At the end of the November ceremony, a segment of the quilt was spread over a large central platform in the hall.

Anyone who wished to place a rose on the panel in memory of someone lost to the disease was invited to do so. A single long-stem rose had been placed at every seat in the hall.

Many people got up and placed a rose, among them Jennifer Cutting, a specialist the folklife center and 32-year veteran of the library.

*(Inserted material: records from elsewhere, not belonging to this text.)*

PR #58331, opened 2023-11-15
client: Minor cleanup for search-based code intel

varungandhi-src:
The separation of the logic into different functions makes it clearer
what the order of searches is. It also makes it clearer that for some
reason, we're only using the locals information from the SCIP
Document for 'Find references', and not for 'Go to definition'.
Using the SCIP Document for for 'Go to definition' too could avoid
a network request.

## Test plan

TODO:
- [x] Check final state with `sg start web-standalone`

### DIFF
--- a/client/web/src/enterprise/codeintel/searchBased.ts
+++ b/client/web/src/enterprise/codeintel/searchBased.ts
@@ -110,11 +110,11 @@ function makeRepositoryPattern(repo: string): string {
 /** The time in ms to delay between unindexed search request and the fallback indexed search request. */
 const DEFAULT_UNINDEXED_SEARCH_TIMEOUT_MS = 5000
 
+export type RepoFilter = 'current-repo' | 'all-other-repos'
+
 /**
  * Invoke the given search function by modifying the query with a term that will
- * only look in the current git tree by appending a repo filter with the repo name
- * and the current commit or, if `negateRepoFilter` is set, outside of current git
- * tree.
+ * look in certain git trees (controlled by `repoFilter`).
  *
  * This is likely to timeout on large repos or organizations with monorepos if the
  * current commit is not an indexed commit. Instead of waiting for a timeout, we
@@ -125,7 +125,6 @@ const DEFAULT_UNINDEXED_SEARCH_TIMEOUT_MS = 5000
  *
  * @param search The search function.
  * @param args The arguments to the search function.
- * @param negateRepoFilter Whether to look only inside or outside the given repo.
  */
 export function searchWithFallback<
     P extends {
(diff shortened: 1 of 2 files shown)


client/web/src/enterprise/codeintel/searchBased.ts
```diff
@@ -18,7 +18,7 @@ export function definitionQuery({
 }: {
     /** The search token text. */
     searchToken: string
-    /** The path to file **/
+    /** The path to file */
```
varungandhi-src, line 21: Bunch of this was just done automatically by `pnpm run lint:js:changed --fix`

client/web/src/enterprise/codeintel/useSearchBasedCodeIntel.ts
```diff
@@ -273,29 +265,16 @@ export async function searchBasedDefinitions({
...
-            negateRepoFilter,
-            getSetting
+            { repo, isFork, isArchived, commit, path, fileContent, filterDefinitions, queryTerms },
+            repoFilter,
+            options.getSetting
         )
 
     // Perform a search in the current git tree
-    const sameRepoDefinitions = doSearch(false)
+    const sameRepoDefinitions = doSearch('current-repo')
```
keynmol, line 277: The introduction of this repoFilter is making everything much clearer in this codebase 👍

varungandhi-src: Actually, I should just delete the comment now that the code actually explains what it is doing instead of hiding it behind a boolean. 😮‍💨

client/web/src/enterprise/codeintel/searchBased.ts
varungandhi-src: Re-edited the patch; these are fixes for warnings.

client/web/src/enterprise/codeintel/useSearchBasedCodeIntel.ts
```diff
@@ -119,149 +120,139 @@ export const useSearchBasedCodeIntel = (options: UseSearchBasedCodeIntelOptions)
...
-    commit,
-    searchToken,
-    path,
-    position,
-    fileContent,
-    spec,
-    getSetting,
-    filter,
-}: UseSearchBasedCodeIntelOptions): Promise<Location[]> {
+function searchBasedReferencesViaSCIPLocals(options: UseSearchBasedCodeIntelOptions): Location[] | undefined {
```
fkling, line 123: Just for my understanding: This is "search based" because, although using SCIP, we don't actually have any connections between the occurrences/symbols. We are just looking up occurrences by name (or something like that)?

fkling (approved):

client/web/src/enterprise/codeintel/useSearchBasedCodeIntel.ts
varungandhi-src: Right now, "search-based" is the catch-all term for anything that is not precise (i.e. coming from the compiler). In this case, the SCIP Document that is attached to the blob view came from the syntax highlighter, which is able to add information about local symbols using purely tree-sitter for some languages.

That's why this is "search based".

SCIP as a protocol does not dictate what the source of SCIP data is. We have multiple producers, such as the syntax highlighter, compilers etc.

She said she was remembering a beloved colleague, Arnie Bellefontaine, an executive officer in the Cultural Affairs office of the Library of Congress. He is represented in the "Sine Nomine" — without a name — section of the library's quilt panel, she said.

"He was a very dear friend," she said. "Arnie left the library before he became very ill, and went somewhere else to weather the last stages of the illness.

"He was in the cooking club with me," she said. "He used to make these bone-shaped cookies at all of our bake sales and he called them human bones.

"He was a warm, wonderful beacon of humanity in what can be a sea of bureaucrats, in a city of suits and stiffs," she said. "So, that rose is for him."